Elevation Partners has quietly amassed another huge chunk of Facebook shares on the secondary market, according to a recent letter to its limited partners. Elevation spent $120 million for five million more Facebook shares. This is on top of Elevation’s $90 million, 2.5 million share purchase back in November.

That November deal has already gone up 2.5 times in value in a short eight months, making Facebook one of the better performing deals in Elevation’s portfolio and an enviable holding for any firm. Even though the bulk of Elevation’s Facebook shares were purchased at the more recent price, if you blend the two deals, there’s still an on-paper gain. Blended together, Elevation’s 7.5 million shares were purchased at a $14 billion valuation, and Facebook is trading at upwards of $24 billion on the secondary market today.

Sure, the appreciation looks good, but a lot of people– including us when we first broke the story– have alleged that these deals are ones any hedge fund could do. That’s not actually true, according to several sources close to the deal. Facebook controls who buys its shares on the secondary market, and Elevation has tight ties with the company. Elevation founders Roger McNamee and Bono were personal investors in Facebook, and Facebook COO Sheryl Sandberg’s brother-in-law is Mark Bodnick, another Elevation partner. This isn’t an accidental tie-up.

Elevation’s premature obituary is a popular story these days.

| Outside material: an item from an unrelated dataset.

PR #853, opened 2020-07-13
ADEN-10417 Add pagesWithNoAds support to Gamepedia

Bielik20:


platforms/gamepedia/setup/context/base/gamepedia-base-context.setup.ts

Things haven’t worked out as planned for the firm—at all— but that’s not unique in the venture market these days, and the tide is turning for Elevation. The Palm-albatross is gone, and the firm didn’t lose money on the deal—not a trivial milestone considering it was 20% of the fund. (Photo above from the good old Elevation days.)

Today, Elevation is clearly switching strategies. Ambitious ideas of remaking the media business and investing huge percentages of a fund in revamping legacy companies are gone. The fund has more than $100 million left to invest, and that money likely won’t go into another Palm or Forbes, but another Yelp or Facebook.

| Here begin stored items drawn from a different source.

PR #854, opened 2020-07-16
ADEN-10434 UCP new startup POC

Bielik20:


platforms/ucp/ucp-platform.ts
```diff
@@ -0,0 +1,70 @@
...
+			UcpA9ConfigSetup,
+			UcpDynamicSlotsSetup,
+			UcpSlotsStateSetup,
+			CommonBiddersStateSetup,
+			UcpTemplatesSetup,
+			UcpBillTheLizardSetup,
+			LabradorSetup,
+			TrackingSetup,
+			AdEngineRunnerSetup,
+			() => communicationService.dispatch(adEngineConfigured()),
```
fraszczakszymon, line 57: It seems the order has changed. Previously the event was dispatched before wiki context setup, am I right?

Bielik20: I feel like it was after configure: https://github.com/Wikia/ad-engine/blob/f144e3d9bd51c0c722ae55eeeaca182496fc4aa0/platforms/ucp/index.ts#L20-L21

fraszczakszymon: Sorry, I mixed configure with run method. You're right

platforms/ucp/ucp-platform.ts
```diff
@@ -0,0 +1,70 @@
...
+export class UcpPlatform {
+	constructor(private pipeline: ProcessPipeline, private noAdsDetector: NoAdsDetector) {}
+
+	execute(): void {
+		// Config
+		this.pipeline.add(
+			() => context.extend(basicContext),
+			parallel(UcpIocSetup, () => bootstrapAndGetConsent()),
+			UcpWikiContextSetup,
+			() => context.set('state.isMobile', false),
```
Loczi94, line 43: Does it have to be here? 🙈  Maybe we can move it to UcpBaseContextSetup?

These mature Web 2.0 companies have far more assured success, the question is how much of a multiple late-stage investors like Elevation can make. As an added plus, these type of deals don’t take anywhere near the hand-holding and work that the big ambitious, swing-for-the-fences turnarounds required. That was likely the real reason Elevation was laying off support staff last week, not necessarily an indication of the firm’s health. Elevation is simply becoming a different firm.

And Elevation is playing a new role for the Web 2.0 ecosystem too—staving off the dreaded IPO. Rumors of a Facebook IPO have swirled since at least 2007, despite Facebook founder and CEO Mark Zuckerberg’s long time apprehension to rush into the world of short-term traders and activist hedge funds.

There are a few good reasons for a company to go public. An IPO can net a company a lot of cash, allow employees to get liquidity on their shares, and give a privately-held company a frequently-priced stock currency it can use for acquisitions. But Facebook has managed to do a lot of that with the secondary market, and it can still control who buys its stock.

That’s a template that only the highest valued Web 2.0 companies can follow, and if Elevation can raise a second fund, it’ll aim to compete with firms like DST to scoop up the best ones.